AWS Panorama is a machine learning appliance and software development kit (SDK) that allows you to bring computer vision to on-premises cameras to make predictions locally with high accuracy and low latency. With the AWS Panorama Appliance, you can automate tasks that have traditionally required human inspection to improve visibility into potential issues. For example, you can use AWS Panorama Appliance to evaluate manufacturing quality, identify bottlenecks in industrial processes, and monitor workplace security even in environments with limited or no internet connectivity. The software development kit allows camera manufacturers to bring equivalent capabilities directly inside their IP camera.

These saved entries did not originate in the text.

PR #182, opened 2026-03-05
Implemented hardware_keycode to Virtualkey translation for Linux.

AllanCat:
While testing with Linux build I found that debug overlay was assigned to wrong keys (F3->Right Arrow, F4->END).
This PR impelments GdkKeyvalToVirtualKey() which should maps keyboard input key correctly.

Also useful for those who are implementing keyboard input support for linux build.


AllanCat:
Closed as already implemented in Fidelity fork [window_gtk.cpp](https://github.com/rexglue/rexglue-sdk/blob/feat/fidelityfx/src/ui/window_gtk.cpp)

Issue #186, opened 2026-03-07
[Bug]: ppu_frsqrte_lut returning invalid values


ihatecompvir:
### Description

Working on the Rock Band 3 recomp I discovered an issue with the `frsqrte` instruction. The LUT was returning `inf` for perfectly normal inputs (e.g. 6.88) which was causing a bunch of obscure bugs. After modifying the generated recompiled code to replace the `ppu_frsqrte_lut` lookups with `1.0 / std::sqrt(x)`, all the remaining graphical and audio issues in Rock Band 3 were resolved. I would PR a fix for this, but I am honestly not 100% sure how to properly fix it or what is really going wrong, so I'll report it here for someone else to fix. It probably causes a lot of issues in other games as well, although it doesn't seem like this instruction is very common.

### Steps to Reproduce

1. Build a game that uses these instructions such as [Rock Band 3](https://github.com/ihatecompvir/band3_recomp)
2. Observe that the hair for the characters in-game is completely invisible, and the startup intro movie has no sound

### Expected Behavior

The LUT should be returning valid floating point values when being passed valid inputs.

### Actual Behavior

The LUT returns invalid floating point values such as `inf` when being passed valid inputs.

### Platform

Windows

tomcl7:
Thank you for this. Looking into it.

PR #194, opened 2026-03-10
Fix Instruction Builder Bugs and Add New Instructions

tomcl7:
### Bug fixes

- **rlwimi**: use 64-bit `x||x` rotate pattern matching rlwinm, fixing wrapped masks that set bits in the high 32-bit half ([core_instructions.pdf](docs/ppc/core_instructions.pdf) 3.3.13 - ROTL32 concatenates the word with itself before rotating)
- **divw/divwu**: zero-extend results to 64 bits via `.u64 = uint32_t(...)` instead of writing `.s32`/`.u32` which left upper bits stale ([core_instructions.pdf](docs/ppc/core_instructions.pdf) 3.3.8 - result placed in low 32 bits, high 32 bits cleared)
- **fctid/fctidz/fctiwz**: add explicit `std::isnan()` checks returning PPC-correct sentinel values (`0x8000000000000000` for 64-bit, `0x80000000` for 32-bit) instead of relying on platform-specific SIMD behavior ([core_instructions.pdf](docs/ppc/core_instructions.pdf) 4.6.7)
- **fres**: add explicit `double()` cast for consistency with other single-precision estimate instructions
- **frsqrte**: replace LUT-based implementation with direct `1.0 / sqrt(x)` computation (#186)
- **blrl**: implement as call-through-LR (save LR, set return address, indirect call) instead of `__builtin_debugtrap()` ([core_instructions.pdf](docs/ppc/core_instructions.pdf) 2.4.1)
- **mtfsf**: apply FM field mask to only update selected FPSCR fields instead of unconditionally overwriting the entire register ([core_instructions.pdf](docs/ppc/core_instructions.pdf) 4.6.5)
- **vspltisb/vspltisw**: sign-extend 5-bit immediate before use, matching the existing vspltish pattern ([altivec_instructions.pdf](docs/ppc/altivec_instructions.pdf) - SIM field is sign-extended to element width)
- **vrlw**: guard right-shift with `sh ? (...) : 0` to prevent UB when shift amount is zero, matching vrlh
- **lvebx/lvehx/lvewx**: implement proper element-sized loads into zeroed vectors instead of aliasing to full 16-byte lvx ([altivec_instructions.pdf](docs/ppc/altivec_instructions.pdf) - loads only the addressed element, other elements undefined)

### New instructions

- **mftbu**: upper 32-bit timebase read (separate PPC_INST from mftb)
- **bdnzlr**: decrement CTR and return if non-zero
- **rldic**: rotate left doubleword immediate then clear
- **rldcl/rldcr**: rotate left doubleword then clear left/right (register rotation amount)
- **lhaux**: halfword algebraic load with update indexed
- **lwaux**: word algebraic load with update indexed
- **stfdux**: store float double with update indexed
- **vcmpgtsb**: signed byte vector compare greater-than (with record form)
- **mfctr**: move from count register
- **mfxer**: move from XER (reconstructs SO/OV/CA bit layout)
- **mtcrf/mtocrf**: move to CR fields with FXM mask (shared implementation handles both)

### DIFF
--- a/src/codegen/builders.h
+++ b/src/codegen/builders.h
@@ -357,6 +357,9 @@ bool build_stfsux(BuilderContext& ctx);
 bool build_stfsx(BuilderContext& ctx);
 
 // Vector loads
+bool build_lvebx(BuilderContext& ctx);
+bool build_lvehx(BuilderContext& ctx);
+bool build_lvewx(BuilderContext& ctx);
 bool build_lvx(BuilderContext& ctx);
 bool build_lvlx(BuilderContext& ctx);
 bool build_lvrx(BuilderContext& ctx);
--- a/src/codegen/builders/memory.cpp
+++ b/src/codegen/builders/memory.cpp
@@ -541,6 +541,32 @@ bool build_lvx(BuilderContext& ctx) {
   return true;
 }
 
+bool build_lvebx(BuilderContext& ctx) {
+  emitVectorEA(ctx);
+  ctx.println("\tmemset({}.u8, 0, 16);", ctx.v(ctx.insn.operands[0]));
+  ctx.println("\t{}.u8[15 - ({} & 0xF)] = *(uint8_t*)PPC_RAW_ADDR({});",
+              ctx.v(ctx.insn.operands[0]), ctx.ea(), ctx.ea());
+  return true;
+}
+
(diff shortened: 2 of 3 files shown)


tomcl7:
I found some issues with this. Going to put into draft while I fix them.

PR #218, opened 2026-03-13
Port over XInput handler from xenia

### LINKED ISSUE #217: [Feature]: Implement XInput controller handling
### Summary

Implement XInput controller handling to allow native instrument and other accessory use

### Proposed Solution

can mostly just be copied from xenia, and then set as a cvar.

### Requirements

1. gamepad types must properly be passed thru to XAM's Xinput functions

### Out of Scope

_No response_

### Modified Dependencies

_No response_

### Acceptance Criteria

- [ ] The DJ Hero turntable is detected by the game DJ Hero 2 and works properly

### Related

PR #204 already has this 100% implemented and tested, I have tested it myself and it works fine.

sanjay900:
Resolves #217 

This lets us use xbox 360 instruments and other peripherals natively

I put selecting the input backend behind a CVAR for now


src/input/sdl/sdl_input_driver.cpp
```diff
@@ -20,8 +20,6 @@
 #include <rex/logging.h>
 #include <rex/ui/virtual_key.h>
 
-REXCVAR_DEFINE_BOOL(guide_button, false, "Input", "Enable guide button pass-through");
```
tomcl7, line 23: Am I missing something or was this an accidental removal?

sanjay900: I moved it to `src/input/input_system.cpp` since that CVAR is used by both handlers

PR #231, opened 2026-03-15
Update PPC_STUB macros so they use PPC_WEAK_FUNC instead of PPC_FUNC

### LINKED ISSUE #230: [Feature]: Make PPC_STUBs weak so they can be overridden
### Summary

Right now, PPC_STUBed functions can't be overridden, which means they can't be implemented in projects using rexglue

### Proposed Solution

Update the macro so that it uses `PPC_WEAK_FUNC` instead of `PPC_FUNC`

### Requirements

- [ ] Change the PPC_STUB macros from using `PPC_FUNC` to `PPC_WEAK_FUNC`

### Out of Scope

_No response_

### Modified Dependencies

_No response_

### Acceptance Criteria

- [ ] Build a project using rexglue-sdk that requires overridding a function that is currently stubbed

### Related

_No response_

sanjay900:
resolves #230

### DIFF
--- a/include/rex/ppc/function.h
+++ b/include/rex/ppc/function.h
@@ -591,21 +591,21 @@ T GuestToHostFunction(const TFunction& func, TArgs&&... argv) {
 
 // Create a simple stub that does nothing
 #define PPC_STUB(subroutine)              \
-  extern "C" PPC_FUNC(subroutine) {       \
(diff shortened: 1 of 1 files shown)


tomcl7 (approved):
Looks good to me.  Thank you!

PR #238, opened 2026-03-16
fix: Fix CI Pipelines after FidelityFX was added

### LINKED ISSUE #237: [Bug]: CI Pipelines currently fail after the introduction of FidelityFX
### Description

Currently we can't build artifacts because the pipelines are broken

### Steps to Reproduce

1. Try to release a build

### Expected Behavior

CI pipelines should pass

### Actual Behavior

CI pipelines fail

### Platform

Windows

### Clang version

_No response_

### Version / Commit

_No response_

_No response_

### Related

_No response_

sanjay900:
resolves #237

### DIFF
--- a/.github/workflows/build-linux-amd64.yaml
+++ b/.github/workflows/build-linux-amd64.yaml
@@ -37,9 +37,11 @@ jobs:
 
       - name: Install build dependencies
         run: |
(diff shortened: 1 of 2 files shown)


sanjay900:
Currently the windows build works fine, the linux build fails with a linker error, but i was able to replicate that locally with CI/CD, and found that specific issue is already fixed on  `dev/v0.5.0`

As usual on this blog, I would like to walk you through the development and deployment of a computer vision application for the AWS Panorama Appliance. The demo application from this blog uses a machine learning model to recognise objects in frames of video from a network camera. The application loads a model onto the AWS Panorama Appliance, gets images from a camera, and runs those images through the model. The application then overlays the results on top of the original video and outputs it to a connected display. The application uses libraries provided by AWS Panorama to interact with input and output video streams and the model, no low level programming is required.

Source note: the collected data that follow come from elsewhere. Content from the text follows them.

Issue #259, opened 2026-03-22
[Feature]: Trigger CVAR


SolarCookies:
### Summary

A way to call functions from the F4 Settings Menu

### Proposed Solution

Add a CVAR that has a `void (*fn)()` pointer that can be called using a button on the f4 menu

### Requirements

- [ ] Add the CVAR Variable so that it can be defined

### Out of Scope

Making trigger functions with inputs, Like Int where each time it changes it uses a callback `void (*fn)(int)`

### Acceptance Criteria

- [ ] Definable Trigger CVAR
- [ ] A ImGui button to call the trigger function

PR #260, opened 2026-03-22
Added Trigger Cvar

SolarCookies:
Adds a CVAR that stores a "void (*fn)()" function pointer. The F4 menu then calls the function using a ImGui Button. This is useful for actions like "Unlock All Items" rather then having to hook a tick function and check a BOOL CVAR we can use this trigger instead.

image

image

Implements: #259

### DIFF
--- a/include/rex/cvar.h
+++ b/include/rex/cvar.h
@@ -12,7 +12,7 @@
  * REXCVAR_DEFINE_STRING(my_string, "default", "Category", "A string setting");
  * @endcode
  *
- * Available types: BOOL, INT32, INT64, UINT32, UINT64, DOUBLE, STRING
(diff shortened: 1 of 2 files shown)


include/rex/cvar.h
```diff
@@ -141,6 +141,7 @@ struct FlagEntry {
   std::string description;
   std::function<bool(std::string_view)> setter;
   std::function<std::string()> getter;
+  void (*trigger_fn)() = nullptr;
```
twist84, line 144: Shouldn't this be using `std::function` like the rest of them.

SolarCookies: Thank you for the heads up I switched over to std::function in my new pull request #263

PR #274, opened 2026-04-04
Fixing Invalid crossover between backends in presenter.cpp when trying to build Vulkan on a windows machine (against the dev repo this time)

flashfire199:
Fixes vulkan on windows

### DIFF
--- a/src/ui/CMakeLists.txt
+++ b/src/ui/CMakeLists.txt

Let’s first define a few concepts. I borrowed the following definitions from the AWS Panorama documentation page.

Concepts
The AWS Panorama Appliance is the hardware that runs your applications. You use the AWS Panorama console or AWS SDKs to register an appliance, update its software, and deploy applications to it. The software that runs on the appliance discovers and connects to camera streams, sends frames of video to your application, and optionally displays video output on an attached display.

The appliance is an edge device. Instead of sending images to the AWS Cloud for processing, it runs applications locally on optimized hardware. This enables you to analyze video in real time and process the results with limited connectivity. The appliance only requires an internet connection to report its status, upload logs, and get software updates and deployments.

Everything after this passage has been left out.